**What this task involves**
Only the lines that hold the word "await" are wanted from this listing.

**Data excerpts**
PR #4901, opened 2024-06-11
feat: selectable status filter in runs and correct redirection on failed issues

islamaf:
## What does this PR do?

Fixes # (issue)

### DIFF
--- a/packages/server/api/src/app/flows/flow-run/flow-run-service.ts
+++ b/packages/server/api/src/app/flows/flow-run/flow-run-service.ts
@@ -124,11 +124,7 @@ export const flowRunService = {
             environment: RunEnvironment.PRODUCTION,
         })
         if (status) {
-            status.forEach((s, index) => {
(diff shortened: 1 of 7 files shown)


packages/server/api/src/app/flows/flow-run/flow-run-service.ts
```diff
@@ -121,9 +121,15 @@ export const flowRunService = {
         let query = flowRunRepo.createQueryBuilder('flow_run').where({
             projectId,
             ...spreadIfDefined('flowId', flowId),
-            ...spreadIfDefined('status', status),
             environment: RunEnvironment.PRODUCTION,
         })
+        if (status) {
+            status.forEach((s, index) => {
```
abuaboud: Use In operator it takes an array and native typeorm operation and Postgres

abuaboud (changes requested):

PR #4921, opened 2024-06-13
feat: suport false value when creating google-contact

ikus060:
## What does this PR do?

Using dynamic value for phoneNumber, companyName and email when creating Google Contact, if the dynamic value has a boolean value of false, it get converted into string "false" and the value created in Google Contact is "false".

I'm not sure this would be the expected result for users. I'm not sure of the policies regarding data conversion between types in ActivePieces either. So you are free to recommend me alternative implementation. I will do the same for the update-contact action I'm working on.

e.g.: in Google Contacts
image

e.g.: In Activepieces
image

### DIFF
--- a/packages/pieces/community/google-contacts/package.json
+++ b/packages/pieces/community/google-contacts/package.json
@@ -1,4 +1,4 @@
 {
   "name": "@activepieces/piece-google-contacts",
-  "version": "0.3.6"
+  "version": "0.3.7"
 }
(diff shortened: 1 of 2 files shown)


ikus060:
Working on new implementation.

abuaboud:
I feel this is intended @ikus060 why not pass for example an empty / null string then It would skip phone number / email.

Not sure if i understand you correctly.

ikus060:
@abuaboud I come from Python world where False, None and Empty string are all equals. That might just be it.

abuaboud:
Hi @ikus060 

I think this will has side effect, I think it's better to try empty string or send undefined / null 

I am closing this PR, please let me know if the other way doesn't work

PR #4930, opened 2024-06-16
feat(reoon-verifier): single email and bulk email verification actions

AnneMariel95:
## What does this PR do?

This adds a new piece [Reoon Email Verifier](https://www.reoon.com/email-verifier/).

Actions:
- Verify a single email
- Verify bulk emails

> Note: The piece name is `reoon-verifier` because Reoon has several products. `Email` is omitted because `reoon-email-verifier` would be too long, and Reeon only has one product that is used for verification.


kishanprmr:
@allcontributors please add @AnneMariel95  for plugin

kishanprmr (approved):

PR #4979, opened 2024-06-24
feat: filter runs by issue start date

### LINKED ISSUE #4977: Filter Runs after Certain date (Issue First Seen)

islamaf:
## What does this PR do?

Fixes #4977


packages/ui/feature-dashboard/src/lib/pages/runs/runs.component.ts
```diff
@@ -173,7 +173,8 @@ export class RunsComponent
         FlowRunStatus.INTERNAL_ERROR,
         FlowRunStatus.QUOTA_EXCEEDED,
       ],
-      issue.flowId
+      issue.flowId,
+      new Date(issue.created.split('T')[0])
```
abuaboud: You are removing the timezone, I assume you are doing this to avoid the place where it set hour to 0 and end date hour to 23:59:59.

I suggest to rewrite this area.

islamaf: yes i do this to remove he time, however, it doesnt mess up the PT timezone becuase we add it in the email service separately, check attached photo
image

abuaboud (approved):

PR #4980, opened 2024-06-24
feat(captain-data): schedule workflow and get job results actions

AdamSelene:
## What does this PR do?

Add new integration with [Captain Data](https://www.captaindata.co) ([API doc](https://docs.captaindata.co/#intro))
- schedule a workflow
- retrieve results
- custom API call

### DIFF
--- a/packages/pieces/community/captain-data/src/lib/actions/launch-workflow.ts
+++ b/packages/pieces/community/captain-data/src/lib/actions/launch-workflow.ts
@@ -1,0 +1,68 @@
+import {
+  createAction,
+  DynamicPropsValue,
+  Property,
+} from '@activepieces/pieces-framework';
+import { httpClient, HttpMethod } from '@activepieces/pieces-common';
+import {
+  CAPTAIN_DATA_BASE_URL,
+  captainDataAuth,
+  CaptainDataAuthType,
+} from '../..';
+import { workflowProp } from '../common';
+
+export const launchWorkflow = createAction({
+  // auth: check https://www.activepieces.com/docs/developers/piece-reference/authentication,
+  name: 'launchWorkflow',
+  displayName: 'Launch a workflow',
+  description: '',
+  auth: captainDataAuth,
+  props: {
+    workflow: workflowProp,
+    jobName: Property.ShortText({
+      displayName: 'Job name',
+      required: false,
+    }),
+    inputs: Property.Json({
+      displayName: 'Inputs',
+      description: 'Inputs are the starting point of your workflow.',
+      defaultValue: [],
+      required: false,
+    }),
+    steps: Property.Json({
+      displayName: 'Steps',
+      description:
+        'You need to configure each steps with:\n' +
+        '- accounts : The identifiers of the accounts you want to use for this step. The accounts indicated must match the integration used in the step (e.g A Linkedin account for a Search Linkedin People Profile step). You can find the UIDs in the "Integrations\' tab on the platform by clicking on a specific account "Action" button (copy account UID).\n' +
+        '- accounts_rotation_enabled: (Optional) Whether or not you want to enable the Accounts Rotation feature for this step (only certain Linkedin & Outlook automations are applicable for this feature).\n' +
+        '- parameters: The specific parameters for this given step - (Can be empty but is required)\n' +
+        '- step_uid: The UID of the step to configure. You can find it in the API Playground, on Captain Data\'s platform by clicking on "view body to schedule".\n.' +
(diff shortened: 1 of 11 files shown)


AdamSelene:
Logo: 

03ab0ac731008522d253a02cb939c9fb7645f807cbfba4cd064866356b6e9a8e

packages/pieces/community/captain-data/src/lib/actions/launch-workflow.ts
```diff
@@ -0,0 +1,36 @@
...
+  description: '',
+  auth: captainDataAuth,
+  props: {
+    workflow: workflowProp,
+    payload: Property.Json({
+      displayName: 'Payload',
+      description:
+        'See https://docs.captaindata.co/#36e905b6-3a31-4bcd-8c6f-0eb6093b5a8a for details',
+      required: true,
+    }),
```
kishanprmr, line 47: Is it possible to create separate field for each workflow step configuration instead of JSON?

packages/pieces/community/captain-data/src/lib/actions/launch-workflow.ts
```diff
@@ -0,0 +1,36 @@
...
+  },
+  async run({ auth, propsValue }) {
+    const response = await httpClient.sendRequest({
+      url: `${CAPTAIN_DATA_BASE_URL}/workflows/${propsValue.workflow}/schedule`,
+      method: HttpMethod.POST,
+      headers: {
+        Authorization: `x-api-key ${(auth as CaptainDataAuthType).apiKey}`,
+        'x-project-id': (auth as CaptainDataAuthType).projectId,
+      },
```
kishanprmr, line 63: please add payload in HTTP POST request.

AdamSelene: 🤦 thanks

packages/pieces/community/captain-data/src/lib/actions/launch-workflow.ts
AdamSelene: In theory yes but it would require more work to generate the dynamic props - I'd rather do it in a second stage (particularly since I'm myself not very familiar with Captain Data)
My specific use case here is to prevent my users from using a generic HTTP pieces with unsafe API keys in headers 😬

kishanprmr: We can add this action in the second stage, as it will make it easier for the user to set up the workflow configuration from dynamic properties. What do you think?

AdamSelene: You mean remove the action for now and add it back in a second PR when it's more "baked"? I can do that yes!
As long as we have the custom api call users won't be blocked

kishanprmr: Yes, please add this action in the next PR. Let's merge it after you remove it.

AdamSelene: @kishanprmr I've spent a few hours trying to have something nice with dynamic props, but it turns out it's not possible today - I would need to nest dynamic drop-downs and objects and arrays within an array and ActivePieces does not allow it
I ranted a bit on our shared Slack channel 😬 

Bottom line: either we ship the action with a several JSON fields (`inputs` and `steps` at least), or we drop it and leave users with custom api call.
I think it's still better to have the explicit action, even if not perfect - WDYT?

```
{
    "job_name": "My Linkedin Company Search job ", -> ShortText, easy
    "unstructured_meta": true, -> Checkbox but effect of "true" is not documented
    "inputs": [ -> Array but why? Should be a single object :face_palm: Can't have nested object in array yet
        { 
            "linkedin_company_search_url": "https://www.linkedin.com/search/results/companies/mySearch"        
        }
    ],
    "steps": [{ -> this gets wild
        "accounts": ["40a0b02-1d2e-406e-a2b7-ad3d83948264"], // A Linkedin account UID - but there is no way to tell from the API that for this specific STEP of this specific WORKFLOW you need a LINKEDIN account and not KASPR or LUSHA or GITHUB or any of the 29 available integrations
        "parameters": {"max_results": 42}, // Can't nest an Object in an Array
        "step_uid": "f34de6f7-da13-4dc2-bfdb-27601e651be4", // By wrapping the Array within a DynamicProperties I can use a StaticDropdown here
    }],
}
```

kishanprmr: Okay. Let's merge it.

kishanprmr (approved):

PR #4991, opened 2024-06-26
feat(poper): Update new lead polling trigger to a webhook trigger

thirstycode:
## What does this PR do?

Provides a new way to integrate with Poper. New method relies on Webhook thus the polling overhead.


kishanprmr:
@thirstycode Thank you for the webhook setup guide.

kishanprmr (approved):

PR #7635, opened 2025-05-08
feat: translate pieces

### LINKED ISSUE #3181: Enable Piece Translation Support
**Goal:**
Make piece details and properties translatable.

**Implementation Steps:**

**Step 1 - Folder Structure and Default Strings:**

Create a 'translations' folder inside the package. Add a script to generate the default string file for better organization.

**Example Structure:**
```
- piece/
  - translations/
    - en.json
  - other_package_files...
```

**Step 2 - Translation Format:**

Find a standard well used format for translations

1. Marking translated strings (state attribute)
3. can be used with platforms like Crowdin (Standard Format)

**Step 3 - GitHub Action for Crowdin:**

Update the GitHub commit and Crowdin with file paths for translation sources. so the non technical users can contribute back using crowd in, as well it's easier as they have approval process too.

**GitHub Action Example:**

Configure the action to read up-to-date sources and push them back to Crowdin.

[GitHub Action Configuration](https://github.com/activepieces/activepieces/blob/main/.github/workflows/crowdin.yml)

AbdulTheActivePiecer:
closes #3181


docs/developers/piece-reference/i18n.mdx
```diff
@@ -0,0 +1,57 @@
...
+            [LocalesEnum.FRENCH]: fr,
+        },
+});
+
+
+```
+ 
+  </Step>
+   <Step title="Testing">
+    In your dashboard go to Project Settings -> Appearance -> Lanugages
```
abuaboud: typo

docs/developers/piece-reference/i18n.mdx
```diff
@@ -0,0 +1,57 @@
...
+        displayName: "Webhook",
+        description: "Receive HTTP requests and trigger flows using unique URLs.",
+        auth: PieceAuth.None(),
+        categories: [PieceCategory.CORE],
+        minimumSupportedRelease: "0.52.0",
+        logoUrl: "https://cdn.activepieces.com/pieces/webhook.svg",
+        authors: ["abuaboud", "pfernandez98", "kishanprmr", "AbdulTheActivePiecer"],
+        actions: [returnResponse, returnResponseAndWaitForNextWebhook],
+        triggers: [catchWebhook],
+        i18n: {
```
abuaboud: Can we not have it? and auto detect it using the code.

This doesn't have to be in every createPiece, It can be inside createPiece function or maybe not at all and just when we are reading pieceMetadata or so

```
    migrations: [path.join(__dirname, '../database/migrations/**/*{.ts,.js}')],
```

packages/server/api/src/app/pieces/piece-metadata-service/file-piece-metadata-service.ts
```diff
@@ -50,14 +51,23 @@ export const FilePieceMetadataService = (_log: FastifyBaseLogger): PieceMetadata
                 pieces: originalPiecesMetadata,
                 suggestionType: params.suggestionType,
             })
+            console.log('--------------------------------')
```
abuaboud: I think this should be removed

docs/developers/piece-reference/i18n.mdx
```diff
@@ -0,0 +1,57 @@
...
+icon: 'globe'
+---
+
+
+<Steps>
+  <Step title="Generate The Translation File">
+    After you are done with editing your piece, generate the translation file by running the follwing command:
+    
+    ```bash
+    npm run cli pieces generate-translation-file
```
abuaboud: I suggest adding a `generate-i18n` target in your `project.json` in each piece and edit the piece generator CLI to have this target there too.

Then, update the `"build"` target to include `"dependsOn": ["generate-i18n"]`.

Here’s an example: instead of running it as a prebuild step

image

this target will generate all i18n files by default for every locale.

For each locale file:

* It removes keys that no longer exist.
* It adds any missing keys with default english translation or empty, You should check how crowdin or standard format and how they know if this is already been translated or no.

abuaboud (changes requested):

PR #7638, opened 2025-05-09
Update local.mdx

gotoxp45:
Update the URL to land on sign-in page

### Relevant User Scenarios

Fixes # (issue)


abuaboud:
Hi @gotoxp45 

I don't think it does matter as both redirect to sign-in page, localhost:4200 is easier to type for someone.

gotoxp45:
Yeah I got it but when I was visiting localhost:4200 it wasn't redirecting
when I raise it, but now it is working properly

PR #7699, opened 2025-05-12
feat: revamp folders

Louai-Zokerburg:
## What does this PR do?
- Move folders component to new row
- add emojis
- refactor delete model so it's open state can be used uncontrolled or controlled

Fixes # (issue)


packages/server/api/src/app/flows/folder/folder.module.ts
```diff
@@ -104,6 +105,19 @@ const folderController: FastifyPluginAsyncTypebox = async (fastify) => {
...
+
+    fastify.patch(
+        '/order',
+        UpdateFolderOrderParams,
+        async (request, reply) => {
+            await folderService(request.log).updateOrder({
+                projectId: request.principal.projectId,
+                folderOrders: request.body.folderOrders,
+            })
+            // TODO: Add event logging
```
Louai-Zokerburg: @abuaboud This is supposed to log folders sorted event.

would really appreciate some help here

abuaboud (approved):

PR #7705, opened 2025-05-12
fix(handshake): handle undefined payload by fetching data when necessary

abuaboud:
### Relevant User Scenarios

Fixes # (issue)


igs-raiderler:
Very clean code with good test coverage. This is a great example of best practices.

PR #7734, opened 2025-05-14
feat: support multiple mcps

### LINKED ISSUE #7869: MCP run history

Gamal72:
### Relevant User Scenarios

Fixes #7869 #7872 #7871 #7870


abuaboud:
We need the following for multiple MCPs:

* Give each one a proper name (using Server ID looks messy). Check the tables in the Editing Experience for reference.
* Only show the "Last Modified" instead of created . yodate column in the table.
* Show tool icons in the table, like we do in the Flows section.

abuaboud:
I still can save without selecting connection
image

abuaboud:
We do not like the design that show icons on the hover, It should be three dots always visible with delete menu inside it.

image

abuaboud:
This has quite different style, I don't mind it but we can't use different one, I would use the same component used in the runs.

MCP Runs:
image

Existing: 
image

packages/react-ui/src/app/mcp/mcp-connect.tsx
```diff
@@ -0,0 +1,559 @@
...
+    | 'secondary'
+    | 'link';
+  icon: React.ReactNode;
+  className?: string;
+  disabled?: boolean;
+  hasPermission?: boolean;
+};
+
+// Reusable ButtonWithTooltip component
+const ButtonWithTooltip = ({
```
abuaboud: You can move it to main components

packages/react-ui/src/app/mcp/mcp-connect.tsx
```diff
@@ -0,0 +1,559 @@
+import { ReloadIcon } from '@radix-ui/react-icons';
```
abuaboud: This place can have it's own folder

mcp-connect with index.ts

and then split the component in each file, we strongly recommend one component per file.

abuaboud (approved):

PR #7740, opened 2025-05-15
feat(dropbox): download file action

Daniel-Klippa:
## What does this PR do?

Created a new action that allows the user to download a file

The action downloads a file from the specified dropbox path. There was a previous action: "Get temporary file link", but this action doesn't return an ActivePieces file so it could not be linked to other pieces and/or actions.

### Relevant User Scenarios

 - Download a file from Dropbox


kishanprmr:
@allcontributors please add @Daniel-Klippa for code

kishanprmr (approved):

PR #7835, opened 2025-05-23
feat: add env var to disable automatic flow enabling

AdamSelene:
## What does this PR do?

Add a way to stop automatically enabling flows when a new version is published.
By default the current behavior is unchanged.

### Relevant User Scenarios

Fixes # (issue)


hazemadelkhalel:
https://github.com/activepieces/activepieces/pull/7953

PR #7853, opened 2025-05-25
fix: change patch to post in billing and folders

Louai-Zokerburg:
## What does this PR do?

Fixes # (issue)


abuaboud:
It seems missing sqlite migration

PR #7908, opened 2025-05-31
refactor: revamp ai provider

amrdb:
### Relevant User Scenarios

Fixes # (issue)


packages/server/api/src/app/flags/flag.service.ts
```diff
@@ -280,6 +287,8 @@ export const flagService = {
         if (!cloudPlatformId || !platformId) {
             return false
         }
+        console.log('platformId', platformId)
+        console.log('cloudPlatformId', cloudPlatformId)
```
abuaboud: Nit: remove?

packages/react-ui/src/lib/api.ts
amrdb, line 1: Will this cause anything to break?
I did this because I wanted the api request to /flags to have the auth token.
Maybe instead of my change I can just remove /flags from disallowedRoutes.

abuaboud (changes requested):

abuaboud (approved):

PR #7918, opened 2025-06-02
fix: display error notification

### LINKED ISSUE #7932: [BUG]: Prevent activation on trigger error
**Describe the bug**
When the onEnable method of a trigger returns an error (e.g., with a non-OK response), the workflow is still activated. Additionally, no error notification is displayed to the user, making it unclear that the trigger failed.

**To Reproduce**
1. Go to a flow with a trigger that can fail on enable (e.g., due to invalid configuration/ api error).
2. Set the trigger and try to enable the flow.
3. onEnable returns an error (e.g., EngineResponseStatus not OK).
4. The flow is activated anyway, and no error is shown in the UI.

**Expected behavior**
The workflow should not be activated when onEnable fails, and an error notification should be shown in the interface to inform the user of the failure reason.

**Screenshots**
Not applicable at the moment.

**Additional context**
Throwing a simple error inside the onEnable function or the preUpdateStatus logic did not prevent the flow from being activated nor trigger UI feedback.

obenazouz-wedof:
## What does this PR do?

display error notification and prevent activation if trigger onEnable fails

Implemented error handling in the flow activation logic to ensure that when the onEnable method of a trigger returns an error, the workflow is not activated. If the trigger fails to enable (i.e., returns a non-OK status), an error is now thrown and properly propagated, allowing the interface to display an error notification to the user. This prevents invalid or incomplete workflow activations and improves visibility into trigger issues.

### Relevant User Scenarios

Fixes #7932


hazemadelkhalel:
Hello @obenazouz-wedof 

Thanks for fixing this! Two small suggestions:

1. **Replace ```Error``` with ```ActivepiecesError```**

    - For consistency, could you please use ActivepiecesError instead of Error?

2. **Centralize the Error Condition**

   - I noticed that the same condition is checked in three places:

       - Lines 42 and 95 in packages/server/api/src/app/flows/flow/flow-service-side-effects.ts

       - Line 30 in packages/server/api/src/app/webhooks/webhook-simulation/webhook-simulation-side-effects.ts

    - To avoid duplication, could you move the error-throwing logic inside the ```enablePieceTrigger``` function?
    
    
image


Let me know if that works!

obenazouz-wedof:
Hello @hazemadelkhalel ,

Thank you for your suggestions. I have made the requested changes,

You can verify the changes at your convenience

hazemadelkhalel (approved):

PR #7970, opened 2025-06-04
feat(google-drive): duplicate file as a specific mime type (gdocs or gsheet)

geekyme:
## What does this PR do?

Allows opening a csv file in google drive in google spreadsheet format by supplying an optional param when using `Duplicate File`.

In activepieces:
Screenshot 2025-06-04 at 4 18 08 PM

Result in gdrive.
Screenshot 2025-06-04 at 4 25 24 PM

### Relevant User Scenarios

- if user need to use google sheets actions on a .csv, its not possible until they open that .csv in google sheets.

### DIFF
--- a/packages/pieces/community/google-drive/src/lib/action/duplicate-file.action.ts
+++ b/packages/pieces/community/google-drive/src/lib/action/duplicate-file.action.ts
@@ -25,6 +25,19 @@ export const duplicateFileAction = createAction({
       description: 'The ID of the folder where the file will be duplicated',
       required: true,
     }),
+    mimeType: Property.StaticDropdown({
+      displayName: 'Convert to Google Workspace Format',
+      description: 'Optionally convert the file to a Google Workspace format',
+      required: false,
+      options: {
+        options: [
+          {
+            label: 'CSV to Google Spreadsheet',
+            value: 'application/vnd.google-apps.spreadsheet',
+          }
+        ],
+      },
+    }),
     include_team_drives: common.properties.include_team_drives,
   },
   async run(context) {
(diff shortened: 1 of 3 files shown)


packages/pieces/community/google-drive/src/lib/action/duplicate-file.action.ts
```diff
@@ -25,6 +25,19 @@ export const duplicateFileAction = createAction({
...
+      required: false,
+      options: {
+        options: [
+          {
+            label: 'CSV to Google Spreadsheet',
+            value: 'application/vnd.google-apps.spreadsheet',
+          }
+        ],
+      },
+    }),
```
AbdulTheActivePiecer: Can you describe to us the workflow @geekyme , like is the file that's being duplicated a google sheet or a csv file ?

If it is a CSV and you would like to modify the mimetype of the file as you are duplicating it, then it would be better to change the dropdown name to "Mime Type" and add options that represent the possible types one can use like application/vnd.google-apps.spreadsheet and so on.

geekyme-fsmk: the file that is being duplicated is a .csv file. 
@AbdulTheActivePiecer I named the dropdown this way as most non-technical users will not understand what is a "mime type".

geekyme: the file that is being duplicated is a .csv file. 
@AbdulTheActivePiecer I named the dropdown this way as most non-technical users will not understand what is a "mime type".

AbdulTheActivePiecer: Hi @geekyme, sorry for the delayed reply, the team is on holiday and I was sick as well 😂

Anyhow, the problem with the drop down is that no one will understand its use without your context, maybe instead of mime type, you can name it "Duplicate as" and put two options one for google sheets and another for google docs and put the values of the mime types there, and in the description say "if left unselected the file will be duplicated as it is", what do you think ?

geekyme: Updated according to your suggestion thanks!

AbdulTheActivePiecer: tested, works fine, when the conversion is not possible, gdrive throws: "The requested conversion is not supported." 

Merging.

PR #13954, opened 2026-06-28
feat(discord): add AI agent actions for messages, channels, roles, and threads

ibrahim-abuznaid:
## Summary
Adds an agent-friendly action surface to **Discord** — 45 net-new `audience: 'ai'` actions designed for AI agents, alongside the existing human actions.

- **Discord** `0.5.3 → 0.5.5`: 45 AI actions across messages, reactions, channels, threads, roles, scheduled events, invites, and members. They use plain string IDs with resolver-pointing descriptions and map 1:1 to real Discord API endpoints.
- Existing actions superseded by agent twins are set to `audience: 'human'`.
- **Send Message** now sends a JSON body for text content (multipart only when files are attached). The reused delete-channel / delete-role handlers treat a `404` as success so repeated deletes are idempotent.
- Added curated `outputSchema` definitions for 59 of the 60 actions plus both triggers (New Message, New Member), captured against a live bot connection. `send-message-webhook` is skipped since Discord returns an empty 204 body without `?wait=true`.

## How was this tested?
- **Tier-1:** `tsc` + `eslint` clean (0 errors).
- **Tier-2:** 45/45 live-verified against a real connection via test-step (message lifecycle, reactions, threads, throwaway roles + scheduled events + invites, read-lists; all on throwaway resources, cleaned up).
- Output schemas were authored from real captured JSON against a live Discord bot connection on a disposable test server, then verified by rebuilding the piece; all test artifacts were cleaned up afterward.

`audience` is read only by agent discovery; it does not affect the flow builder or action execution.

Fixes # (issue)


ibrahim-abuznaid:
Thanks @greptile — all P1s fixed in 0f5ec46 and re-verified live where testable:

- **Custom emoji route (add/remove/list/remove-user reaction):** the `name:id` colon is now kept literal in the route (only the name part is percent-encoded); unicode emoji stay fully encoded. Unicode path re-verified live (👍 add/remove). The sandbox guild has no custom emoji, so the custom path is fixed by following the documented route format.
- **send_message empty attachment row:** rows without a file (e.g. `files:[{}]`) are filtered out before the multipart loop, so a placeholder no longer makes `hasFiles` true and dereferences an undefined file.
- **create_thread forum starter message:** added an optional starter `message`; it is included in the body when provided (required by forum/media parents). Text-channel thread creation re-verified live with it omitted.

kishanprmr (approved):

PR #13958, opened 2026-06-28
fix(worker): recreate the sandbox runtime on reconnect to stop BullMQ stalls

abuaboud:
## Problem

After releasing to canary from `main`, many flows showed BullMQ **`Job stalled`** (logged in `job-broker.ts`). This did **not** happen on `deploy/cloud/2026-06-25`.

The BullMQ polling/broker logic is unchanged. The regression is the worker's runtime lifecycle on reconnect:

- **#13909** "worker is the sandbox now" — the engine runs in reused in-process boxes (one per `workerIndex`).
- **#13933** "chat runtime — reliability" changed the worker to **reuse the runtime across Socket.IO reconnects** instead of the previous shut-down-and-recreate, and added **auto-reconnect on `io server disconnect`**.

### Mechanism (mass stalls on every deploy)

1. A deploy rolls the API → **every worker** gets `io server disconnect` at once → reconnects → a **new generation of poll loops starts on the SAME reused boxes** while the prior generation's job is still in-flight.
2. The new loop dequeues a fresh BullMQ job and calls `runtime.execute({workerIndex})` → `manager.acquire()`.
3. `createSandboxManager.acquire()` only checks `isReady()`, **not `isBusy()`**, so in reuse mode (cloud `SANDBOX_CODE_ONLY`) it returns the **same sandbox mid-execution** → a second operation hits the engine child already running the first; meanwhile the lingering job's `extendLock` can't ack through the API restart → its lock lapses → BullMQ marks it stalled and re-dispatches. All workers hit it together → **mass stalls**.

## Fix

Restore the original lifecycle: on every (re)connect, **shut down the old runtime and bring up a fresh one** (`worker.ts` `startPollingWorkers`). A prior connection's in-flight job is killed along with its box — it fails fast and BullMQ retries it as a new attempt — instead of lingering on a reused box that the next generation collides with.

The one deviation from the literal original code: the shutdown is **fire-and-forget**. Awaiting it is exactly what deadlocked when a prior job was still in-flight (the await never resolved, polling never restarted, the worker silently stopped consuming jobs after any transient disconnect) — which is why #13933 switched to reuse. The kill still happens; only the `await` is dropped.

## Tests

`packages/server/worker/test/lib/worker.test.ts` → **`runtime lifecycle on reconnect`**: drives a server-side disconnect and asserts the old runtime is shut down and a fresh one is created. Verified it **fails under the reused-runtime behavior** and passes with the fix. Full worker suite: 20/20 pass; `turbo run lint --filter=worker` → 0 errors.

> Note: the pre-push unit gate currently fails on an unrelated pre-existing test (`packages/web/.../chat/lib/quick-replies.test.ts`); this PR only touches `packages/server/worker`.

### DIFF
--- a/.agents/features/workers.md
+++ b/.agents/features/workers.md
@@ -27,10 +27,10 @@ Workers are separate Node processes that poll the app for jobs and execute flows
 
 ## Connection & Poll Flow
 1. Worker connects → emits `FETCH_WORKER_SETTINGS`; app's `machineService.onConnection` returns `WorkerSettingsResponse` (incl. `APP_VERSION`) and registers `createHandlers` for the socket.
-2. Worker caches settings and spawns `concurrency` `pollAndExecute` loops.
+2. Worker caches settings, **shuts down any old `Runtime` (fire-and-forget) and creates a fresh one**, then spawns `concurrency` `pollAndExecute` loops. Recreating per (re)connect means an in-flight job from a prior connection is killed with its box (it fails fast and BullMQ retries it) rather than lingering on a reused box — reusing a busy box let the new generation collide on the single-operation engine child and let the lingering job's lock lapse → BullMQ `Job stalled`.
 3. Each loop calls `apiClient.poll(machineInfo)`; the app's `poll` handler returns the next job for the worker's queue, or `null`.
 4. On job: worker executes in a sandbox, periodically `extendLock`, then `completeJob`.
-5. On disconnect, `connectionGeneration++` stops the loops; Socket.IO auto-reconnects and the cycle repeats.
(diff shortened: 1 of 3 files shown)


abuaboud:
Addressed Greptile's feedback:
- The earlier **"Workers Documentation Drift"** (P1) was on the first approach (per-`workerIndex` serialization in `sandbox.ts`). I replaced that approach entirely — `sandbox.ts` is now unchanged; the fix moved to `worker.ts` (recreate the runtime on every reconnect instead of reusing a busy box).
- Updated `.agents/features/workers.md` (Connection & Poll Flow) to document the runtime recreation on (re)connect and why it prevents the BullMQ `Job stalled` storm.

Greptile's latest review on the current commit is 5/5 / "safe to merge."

**Solved exercise**
+    const response = await httpClient.sendRequest({
+            await folderService(request.log).updateOrder({
The one deviation from the literal original code: the shutdown is **fire-and-forget**. Awaiting it is exactly what deadlocked when a prior job was still in-flight (the await never resolved, polling never restarted, the worker silently stopped consuming jobs after any transient disconnect) — which is why #13933 switched to reuse. The kill still happens; only the `await` is dropped.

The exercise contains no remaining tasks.